His line of argument is that the Greek and Latin texts are misunderstood, but that, if the Greeks did turn tables, that is no proof that tables do not turn, but rather the reverse. A favourite text is taken from Ammianus Marcellinus, lib. xxix. ch. i. M. de Gasparin does not appear to have read the passage carefully. About 371 A.D. one Hilarius was tortured on a charge of magical operations against the Emperor Valens. He confessed. A little table, made of Delphic laurel, was produced in court. ‘We made it,’ he said, ‘that confounded little table, under strange rites and imprecations, and we set it in movement, thus: it was placed in a room charged with perfumes, above a round plate fashioned of various metals. The edge of the plate was marked with the letters of the alphabet separated by certain spaces. A priest, linen clad, bowed himself over the table, balancing a ring tied to a thin thread. The ring, bounding from letter to letter, picks out letters forming hexameters, like those of Delphi.’ This is confusing. Probably the movements of the table, communicated to the thread, caused the bounds of the ring, otherwise there was no use in the table moving. At all events the ring touched THEO (which is not a word that could begin a hexameter) when they asked who was to succeed Valens. Some one called out ‘Theodore’ and they pursued the experiment no farther. A number of Theodores and Theophiles were put to death, but when Theodosius was joined with Gratian in the Empire, the believers held that the table had been well inspired. Here there was no chaîne, or circle, the table is not said to lever le pied legèrement, as the song advises, therefore M. de Gasparin rules the case out of court. The object, however, really was analogous to planchette, Ouija, and other modern modes of automatic divination. The experiment of Hilarius with the ‘confounded little table’ led to a massacre of Neoplatonists, martyrs of Psychical Research! In Hilarius’s confession we omit a set of ritual invocations; as unessential as the mystic rites used by savages in making curari.
The spiritus percutiens, ‘rapping spirit’ (?) conjured away by old Catholic formulæ at the benediction of churches, was brought forward by some of M. de Gasparin’s critics. As his tables did not rap, he had nothing to do with the spiritus percutiens, who proves, however, that the Church was acquainted with raps, and explained them by the spiritualistic hypothesis. [{317}]

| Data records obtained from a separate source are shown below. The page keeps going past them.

PR #869, opened 2018-07-04
Simplify readme generation

36degrees:
This PR is an attempt to start decoupling readme generation from the review app by using entirely different views for the component preview in the app and the README, and by refactoring the showExamples macro into two separate macros.

This also allows us to rename index.njk to README.njk to make the way that readmes are generated clearer.

There are some small changes to generated READMEs and to the review apps - trying to avoid using the word 'default' as I think this implies that the examples shows what would happen if you called the macro without passing any arguments which is not the case; and trying to make it clearer that clicking the preview link will take the user to the Frontend review app.

Other than that, changing the README content is not intended to be within the scope of this PR - but this will put in a good place to iterate the READMEs in the future to ensure that we're providing the right information to the user.


alex-ju:
Since we do CHANGELOG for internals I'll have to ask for an entry for this.

36degrees:
[Not any more](https://github.com/alphagov/govuk-frontend/pull/834)!

alex-ju:
Good to go then!

PR #875, opened 2018-07-05
[Experiment - DO NOT MERGE ]Macro in radios

igloosi:
this brings all sorts of issues of where the error message sits etc, but it works with any component
structure:
```
     component 
         name: details
         params: same params as the detail component takes
```

https://govuk-frontend-review-pr-875.herokuapp.com/components/radios/with-details-component/preview

### DIFF
--- a/src/components/radios/README.md
+++ b/src/components/radios/README.md
@@ -219,9 +219,7 @@ Find out when to use the radios component in your service in the [GOV.UK Design 
 
 #### Markup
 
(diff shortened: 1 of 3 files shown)


joelanman:
I was wondering if a 'block' approach might work, similar to the template. So we could have a `beforeItemsHtml` param, and it would insert whatever html there.

igloosi:
closing the experiment

Issue #879, opened 2018-07-06
Allow passing classes to govukRadio label


timja:
Currently there is `'govuk-radios__label'` applied but you can't pass your own class in, it would be useful to allow for a bold label and a nonbold hint underneath
https://github.com/alphagov/govuk-frontend/blob/master/src/components/radios/template.njk#L58

<img src="https://user-images.githubusercontent.com/3758555/42398697-c1950ee0-8162-11e8-91a3-21d559e17b82.png">

igloosi:
released in v1.2.0

PR #880, opened 2018-07-06
Allow additional label classes in radios and checkboxes macros

igloosi:
At the moment the label classes on radio and checkbox items are fixed. [There has been interest to be able to modify them](https://github.com/alphagov/govuk-frontend/issues/879), to say make the label bold.

When combined with ability to pass through then hint, the macros will be much more customisable

This PR:
- Updates the component template
- Adds a test to check for the additional label class
- Updates READMEs

Screenshot

### DIFF
--- a/CHANGELOG.md
+++ b/CHANGELOG.md
@@ -40,6 +40,12 @@
   and checkbox item to display the hint
   ([PR #846](https://github.com/alphagov/govuk-frontend/pull/846))
 
+- Allow additional classes to be added to the radio and checkbox items
+
+  You can now provide `label: { classes: 'extra-class' }` to each item.
+
+  ([PR #880](https://github.com/alphagov/govuk-frontend/pull/880))
+
 🔧 Fixes:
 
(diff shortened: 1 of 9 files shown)


joelanman:
I think we might need a quick discussion about whether bold radio labels is something with a definite need. For example you could differentiate with normal labels, and grey hint text.

igloosi:
Prior art:
https://www.gov.uk/log-in-file-self-assessment-tax-return/sign-in/prove-identity

https://govuk-frontend-review.herokuapp.com/components/radios/with-a-medium-legend/preview

joelanman:
the second example is interesting because it puts the hint inside the label. I think that just highlights that we should probably discuss what the best way to use radio labels is

igloosi:
sure, it puts in there as it was (is) the only way to do it

nickcolley:
We used the bold to contrast with the hints better I think.

igloosi:
we have decided to go ahead with this. code review needed

Issue #881, opened 2018-07-10
govuk-checkboxes__label and govuk-radios__label should 0 out margin on govuk-label


dashouse:
With the labels, legends and headings work `margin-bottom: 5px` was added to `govuk-label`.

This was intended for labels above text inputs but has been applied to checkbox and radios too.

So `govuk-checkboxes__label` and `govuk-radios__label` should have `margin-bottom: 0; ` applied to override this.

**Current**
<img width="619" alt="screen shot 2018-07-10 at 15 16 23" src="https://user-images.githubusercontent.com/23356842/42515945-dfab3e32-8454-11e8-9384-5a4935a6822a.png">

**Desired**
<img width="622" alt="screen shot 2018-07-10 at 15 16 42" src="https://user-images.githubusercontent.com/23356842/42515957-e464448c-8454-11e8-92b9-0fcf3e4f7963.png">

PR #883, opened 2018-07-10
Remove bottom margin on checkbox and radio labels 

igloosi:
With the labels, legends and headings work margin-bottom: 5px was added to `govuk-label`.
This was intended for labels above text inputs but has been applied to checkbox and radios  labels too.

So `govuk-checkboxes__label` and `govuk-radios__label` need to have `margin-bottom: 0;` applied to override this.

https://trello.com/c/aplfBBBF/1197-checkbox-and-radio-labels-should-not-have-a-bottom-margin

Fixes: #881

### DIFF
--- a/CHANGELOG.md
+++ b/CHANGELOG.md
@@ -53,6 +53,10 @@
 
 🔧 Fixes:
 
+- Remove mistakenly applied 5px bottom margin from radio and checkbox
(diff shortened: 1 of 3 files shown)


dashouse:
Looks good to me 👍

Issue #787, opened 2018-06-13
Conditional reveals result in a flash of unstyled content as the page loads


charge-valtech:
![fouc-conditional](https://user-images.githubusercontent.com/1433357/41355412-62cb582a-6f19-11e8-8a87-ac2b2bb63261.gif)

As the page loads, the hidden HTML shows briefly before being hidden. This is especially noticeable on slow connections. 

Ideally the hidden area should be hidden by default, and show only once triggered, or if no JS.

nickcolley:
I believe in the development of this feature we managed to avoid depending on the global 'js-enabled' class. This was because we were testing on a page with only the conditional reveal and on a fast connection.

In other components we've had to accept this dependency on a global 'js-enable' class so I think maybe all our components should just follow suit and avoid any issues like this.

dankmitchell:
@nickcolley now that you have fixed this for tabs should we re-open this issue?

nickcolley:
Hey @dankmitchell !

We have added two changes to GOV.UK Frontend to fix conditional reveals and then tabs for this similar issue.

The other issue for tabs is here: https://github.com/alphagov/govuk-frontend/issues/927

So I think both of these are resolved now, is that correct?

dankmitchell:
Ah yes, sorry @nickcolley. I was missing the `govuk-radios__conditional--hidden` class

Issue #815, opened 2018-06-21
Consider adding the `js-hidden` utility classes in the old GOV.UK Template


nickcolley:
In GOV.UK Template, there was a way to hide things conditionally if JavaScript is enabled:

https://github.com/alphagov/govuk_template/blob/78cbc105b564d2f4a83bb257abb98322bb851a93/source/assets/stylesheets/_accessibility.scss#L17

We might want to consider bringing these back.

nickcolley:
We've decided to avoid a global utility at the moment but potentially when we have more components this'd make more sense.

https://github.com/alphagov/govuk-frontend/issues/901#issuecomment-405872948

cc @adamsilver

PR #885, opened 2018-07-11
Fix flash of unstyled content with conditional reveals

nickcolley:
If the conditional reveal JavaScript is slow to execute it can result in showing the user their contents briefly which can be jarring.

See the original issue for an example: https://github.com/alphagov/govuk-frontend/issues/787

Fixes https://github.com/alphagov/govuk-frontend/issues/787

Tested in:
- IE 8 ✅
- IE 9 ✅
- IE 10 ✅
- IE 11 ✅
- Edge 17 ✅
- Firefox 61 ✅
- Chrome 67 ✅
- Safari 11.1 ✅

Assistive technologies:
I've tested this in VoiceOver and since `display: none` has the same behaviour as `aria-hidden=true` (styled with `display: none`), I've decided not to do a full test of assistive technologies.

Pages to review:
- https://govuk-frontend-review-pr-885.herokuapp.com/components/radios/with-conditional-item-checked/preview
- https://govuk-frontend-review-pr-885.herokuapp.com/components/checkboxes/with-conditional-item-checked/preview

https://trello.com/c/o9krC0SR/1195-conditional-reveals-result-in-a-flash-of-unstyled-content-as-the-page-loads

### DIFF
--- a/src/components/checkboxes/_checkboxes.scss
+++ b/src/components/checkboxes/_checkboxes.scss
@@ -140,7 +140,7 @@
     padding-left: $conditional-padding-left;
     border-left: $conditional-border-width solid $govuk-border-colour;
 
-    &[aria-hidden="true"] {
+    .js-enabled &--hidden {
       display: none;
     }
 
--- a/src/components/checkboxes/checkboxes.js
+++ b/src/components/checkboxes/checkboxes.js
@@ -40,7 +40,7 @@ Checkboxes.prototype.setAttributes = function ($input) {
   $input.setAttribute('aria-expanded', inputIsChecked)
 
   var $content = document.querySelector('#' + $input.getAttribute('aria-controls'))
-  $content.setAttribute('aria-hidden', !inputIsChecked)
+  $content.classList.toggle('govuk-checkboxes__conditional--hidden', !inputIsChecked)
 }
 
 Checkboxes.prototype.handleClick = function (event) {
--- a/src/components/checkboxes/checkboxes.js
+++ b/src/components/checkboxes/checkboxes.js
@@ -1,5 +1,6 @@
 import '../../vendor/polyfills/Function/prototype/bind'
 import '../../vendor/polyfills/Event' // addEventListener and event.target normaliziation
+import '../../vendor/polyfills/Element/prototype/classList'
 import { nodeListForEach } from '../../common'
 
 function Checkboxes ($module) {
--- a/src/components/checkboxes/template.test.js
+++ b/src/components/checkboxes/template.test.js
@@ -255,31 +255,82 @@ describe('Checkboxes', () => {
     })
   })
 
-  it('render conditional', () => {
-    const $ = render('checkboxes', {
-      name: 'example-conditional',
-      items: [
-        {
-          value: 'yes',
-          text: 'Yes'
-        },
-        {
-          value: 'no',
-          text: 'No',
-          checked: true,
-          conditional: {
-            html: 'Conditional content'
+  describe('render conditionals', () => {
+    it('hidden by default when not checked', () => {
+      const $ = render('checkboxes', {
+        name: 'example-conditional',
+        items: [
+          {
+            value: 'yes',
+            text: 'Yes',
+            conditional: {
+              html: 'Conditional content that should be hidden'
+            }
+          },
+          {
+            value: 'no',
+            text: 'No'
           }
-        }
-      ]
-    })
+        ]
+      })
 
-    const $component = $('.govuk-checkboxes')
-    const $lastInput = $component.find('.govuk-checkboxes__input').last()
-    expect($lastInput.attr('data-aria-controls')).toBe('conditional-example-conditional-2')
-    const $lastConditional = $component.find('.govuk-checkboxes__conditional').last()
-    expect($lastConditional.attr('id')).toBe('conditional-example-conditional-2')
-    expect($lastConditional.html()).toContain('Conditional content')
+      const $component = $('.govuk-checkboxes')
+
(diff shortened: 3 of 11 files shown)


src/components/radios/template.njk
```diff
@@ -61,7 +61,7 @@
       }) | indent(6) | trim }}
     </div>
     {% if item.conditional %}
-      <div class="govuk-radios__conditional" id="{{ conditionalId }}">
+      <div class="govuk-radios__conditional{% if not item.checked %} is-hidden{% endif %}" id="{{ conditionalId }}">
```
nickcolley: For users that do not use macros, how do we document this?

src/components/radios/_radios.scss
```diff
@@ -152,7 +152,7 @@
     padding-left: $conditional-padding-left;
     border-left: $conditional-border-width solid $govuk-border-colour;
 
-    &[aria-hidden="true"] {
+    .js-enabled &.is-hidden {
```
nickcolley: Should we use the 'is-hidden' class AND aria-hidden incase CSS fails to load but JS doesnt?

src/components/checkboxes/_checkboxes.scss
```diff
@@ -139,7 +139,7 @@
     padding-left: $conditional-padding-left;
     border-left: $conditional-border-width solid $govuk-border-colour;
 
-    &[aria-hidden="true"] {
+    .js-enabled &.is-hidden {
```
nickcolley: Should this class be called 'js-hidden'?

Could this be a common utility class?

https://github.com/alphagov/govuk-frontend/issues/815

hannalaakso: I think a common utility class would make sense.

(On a separate note, I think we should probably prefix our JS classes. But let's discuss that another time, I don't want to derail this PR 😁 )

hannalaakso: Yes I was thinking of `govuk-js-hidden`. I was even thinking of `js-hidden-govuk` as it's handy to recognise JS classes at a glance. But it just sounds too weird... 😅  

But `js-hidden` just seems like it would very easily conflict with something else.

nickcolley: Makes sense, looks like we already use js-hidden, so maybe raise an issue for us to think about it after all 😬 

https://github.com/alphagov/govuk-frontend/search?q=js-hidden&unscoped_q=js-hidden

src/components/radios/template.njk
hannalaakso: Actually I realised that this still wouldn't work because we need to we do `.js-enabled .js-hidden` in CSS so that style doesn't kick in until JS has loaded 😞 I'll keep on thinking.

nickcolley: That's currently how the JavaScript logic works. The logic in the template is for the initial render.

I think this might not be a big issue since the example we use in the Design System website has a pre-checked input which means you'd see it in the generated HTML.

src/components/checkboxes/_checkboxes.scss
nickcolley: I'm going to change the 'is-hidden' to 'js-hidden' to be consistent with tabs.

src/components/tabs/_tabs.scss
```diff
@@ -110,12 +110,12 @@
...
+
+        &.js-hidden {
+          display: none;
+        }
       }
     }
 
   }
-
-  .js-hidden {
```
nickcolley: good news is the tests found this selector being defined globally

i imagine I should fix this behaviour in a different PR first...

nickcolley: Makes me think having this class used with slightly different behaviours is indeed dangerous.

So we should either

1. Continue doing js-hidden for specific components but namespacing with their component names: `govuk-tabs-js-hidden`
2. Pull `js-hidden` out into a utility class that is used by tabs and conditional reveals

I feel 2. is probably the best way, since others can use this class too.

nickcolley: Pushed up some scrappy working to see what that might look like, will do something clean next week.

src/components/checkboxes/checkboxes.js
```diff
@@ -40,7 +41,7 @@ Checkboxes.prototype.setAttributes = function ($input) {
   $input.setAttribute('aria-expanded', inputIsChecked)
 
   var $content = document.querySelector('#' + $input.getAttribute('aria-controls'))
-  $content.setAttribute('aria-hidden', !inputIsChecked)
+  $content.classList.toggle('govuk-checkboxes__conditional--hidden', !inputIsChecked)
```
nickcolley: In the case that CSS fails but JS succeeds, should we also include 'aria-hidden'? Or is this a bit too over the top?

36degrees:
@nickcolley is there anything blocking this from being merged?

nickcolley:
@36degrees just wanted to get more eyes on it since it's a big change

src/components/checkboxes/template.test.js
```diff
@@ -255,31 +255,82 @@ describe('Checkboxes', () => {
...
           }
-        }
-      ]
+        ]
+      })
+
+      const $component = $('.govuk-checkboxes')
+
+      const $firstConditional = $component.find('.govuk-checkboxes__conditional').first()
+      expect($firstConditional.html()).toContain('Conditional content that should be hidden')
```
36degrees: It'd be good to split this out into its own test and just have the one assertion per test.

src/components/checkboxes/checkboxes.js
36degrees: I reckon this is fine as is.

A text in Tertullian’s Apologetic was also cited. Here tabulæ and capæ, ‘tables and she-goats,’ are said to divine. What have she-goats to do in the matter? De Morgan wished to read tabulæ et crepæ, which he construes ‘tables and raps,’ but he only finds crepæ in Festus, who says, that goats are called crepæ, quod cruribus crepent, ‘because they rattle with their legs’. De Morgan’s guess is ingenious, but lacks confirmation. We are not, so far, aware of communication with spirits by raps before 856 A.D.